The deck is stacked a bit in favor of the bad actors: The fraudsters have a vested interest in knowing about tracking tools, with an eye out for how to subvert them. The fact that so many of us have opted out of opting in leaves consumers vulnerable to various fraudulent schemes.

Gaining a Holistic View 

As Bugh said, “Allowing the consumers to have the ability to opt out is fine, but you need to make sure that you are looking holistically and have the tools in place to validate who the users are.”

For the financial institutions (FIs), there is some soul-searching that needs to take place, according to Shenoy: They must examine whether they are thinking critically on how to use the technology, how they are applying it and whether they are being transparent — in broad strokes, at least — with their end users.

In one example, Shenoy noted, “Are we using someone’s email for spam or are we sending them critical information that is important for their financial transactions?”

Thus far, the banks are coming up a bit short, running up against a bit of misperception on the part of consumers. The apps that everyone wants to switch off immediately, Nolte said, include location data — because many people think that data is being used by the bank for nefarious purposes.

But of course they aren’t. Nolte explained that the data can be used to make sure that someone is in their “usual” location and verify them.

“That’s the slippery slope,” he said, of the FIs, “and what shall you actually allow?”

The panelists said that not opting in to banks’ cookies and fingerprinting initiatives has the unintended consequence of creating friction in the transaction, because the bank does not have the information that can be used to verify and protect consumers seamlessly.

Context is Key  

As Nolte said: Context is key.

As he told Webster, “I want to be able to know that you are using the PC that you normally use — that your authentication and transacting device are in the same place … and this can make the alarms much easier.”

Curating the entire consumer journey from end to end is the way to do this, he said.

Shenoy cautioned that there is no real silver bullet to be used in executing that vision. At Citi, he said, the bank’s institutional clients are fairly sophisticated when it comes to having infrastructure and security in place and working in unison.

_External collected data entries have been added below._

PR #1601, opened 2023-11-04
fix kat_kem linkage to make HQC PR pass CI

baentsch:
This fixes the ["strange MacOS" CI problem](https://github.com/open-quantum-safe/liboqs/pull/1585#issuecomment-1792422996): Conceptually it isn't quite unlogical that the object file of "kem.c" should be made available to the link command of `kat_kem` (even though it should be part of the library). Let's see what CI says about the other platforms now....

### DIFF
--- a/.github/workflows/linux.yml
+++ b/.github/workflows/linux.yml
@@ -117,47 +117,46 @@ jobs:
           name: liboqs-openssl3-shared-x64
           path: build/*.deb
 
-# Does anyone care if we delete support for this platform?
-#  linux_arm_emulated:
-#    needs: [stylecheck, buildcheck]
-#    runs-on: ubuntu-latest
-#    strategy:
-#      fail-fast: false
-#      matrix:
-#        include:
-#          - name: armhf
-#            ARCH: armhf
-#            CMAKE_ARGS: -DOQS_ENABLE_SIG_SPHINCS=OFF -DOQS_USE_OPENSSL=OFF -DOQS_OPT_TARGET=generic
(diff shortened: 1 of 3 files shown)


baentsch:
If we'd want to keep `armhf` support (???) feel free to omit the last commit, but merge https://github.com/open-quantum-safe/ci-containers/pull/68 before.

dstebila:
> If we'd want to keep `armhf` support (???) feel free to omit the last commit, but merge [open-quantum-safe/ci-containers#68](https://github.com/open-quantum-safe/ci-containers/pull/68) before.

Some Raspberry Pis are armhf, if I'm not mistaken, so it's probably still somewhat desirable as a target.

baentsch:
> Some Raspberry Pis are armhf

OK... I reverted and did [fix up CI containers](https://github.com/open-quantum-safe/ci-containers/pull/69) such as to pass this again.

Going forward, I'd really appreciate input and feedback on [Platforms to be supported](https://github.com/orgs/open-quantum-safe/discussions/1583): This way we can all decide and document which platforms are to be supported at which level. Or should we also stall this work until the LF takeover is complete and our new masters define the platforms they want commercially supported? I have a hunch that Raspberry3 and older (v4 seems to be the [first aarch64](https://www.raspberrypi.com/products/raspberry-pi-4-model-b/specifications/))'s won't be high on the list for "production level support" :)

dstebila (approved):

SWilson4:
Thank you very much for sorting out that bug, Michael! I'm going to go ahead and merge this.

They can examine significant transactions, and they can have approval workflows with three or four people in the process using different devices.

That triangulation results in risk-adjusted analysis of transactions, which can take into account whether high-level verification is necessary, determined by probalistic tools that ideally let legitimate users do what they need to do and catch the folks trying to do something they shouldn’t.

Nolte cautioned that “cross-channel awareness is incredibly important,” as banks examine all aspects of the transaction and curate the journey based on that data (and it should be noted that 25% of consumers check accounts across multiple devices). That information builds up across time, and can be used to create better estimations of legitimate users and transactions.

See also: How to Catch a Cyberthief

Nolte said consortium data is also important, and allows banks to work together to stop fraud and improve the financial services ecosystem in the meantime as any and all devices become connected endpoints.

Looking ahead, as Shenoy said, banks and regulators will need to work more closely together to create a range of policies on how to collect and manage data as transparently as can be done.

Nolte said that intelligent friction and contextual awareness can boost conversion rates significantly — by up to 50% in some cases — remarking that with those improvements, “We all have a vested interest trying to make a strong ecosystem for legitimate business to be conducted … as safely, securely and frictionlessly as possible.”